### YOUR GOAL
Reproduce the listing verbatim.

** MATERIAL SHOWN follows **

PR #230, opened 2019-10-07
add setDownloading setUploading

mafintosh:
allow you to configure data upload/download async

### DIFF
--- a/index.js
+++ b/index.js
@@ -70,6 +70,8 @@ function Feed (createStorage, key, opts) {
   this.readable = true
   this.opened = false
   this.closed = false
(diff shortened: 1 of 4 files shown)


index.js
```diff
@@ -212,6 +215,25 @@ Feed.prototype.replicate = function (initiator, opts) {
   return stream
 }
 
+Feed.prototype.setDownloading = function (downloading) {
+  this.downloading = downloading
+  this._downloadingSet = true
```
andrewosh: If downloading is `false` should this still be set to `true`?

mafintosh: yes, just whether it's been set or not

** End of MATERIAL SHOWN **

### ANSWER FOR THIS EXERCISE
PR #230, opened 2019-10-07
add setDownloading setUploading

mafintosh:
allow you to configure data upload/download async

### DIFF
--- a/index.js
+++ b/index.js
@@ -70,6 +70,8 @@ function Feed (createStorage, key, opts) {
   this.readable = true
   this.opened = false
   this.closed = false
(diff shortened: 1 of 4 files shown)


index.js
```diff
@@ -212,6 +215,25 @@ Feed.prototype.replicate = function (initiator, opts) {
   return stream
 }
 
+Feed.prototype.setDownloading = function (downloading) {
+  this.downloading = downloading
+  this._downloadingSet = true
```
andrewosh: If downloading is `false` should this still be set to `true`?

mafintosh: yes, just whether it's been set or not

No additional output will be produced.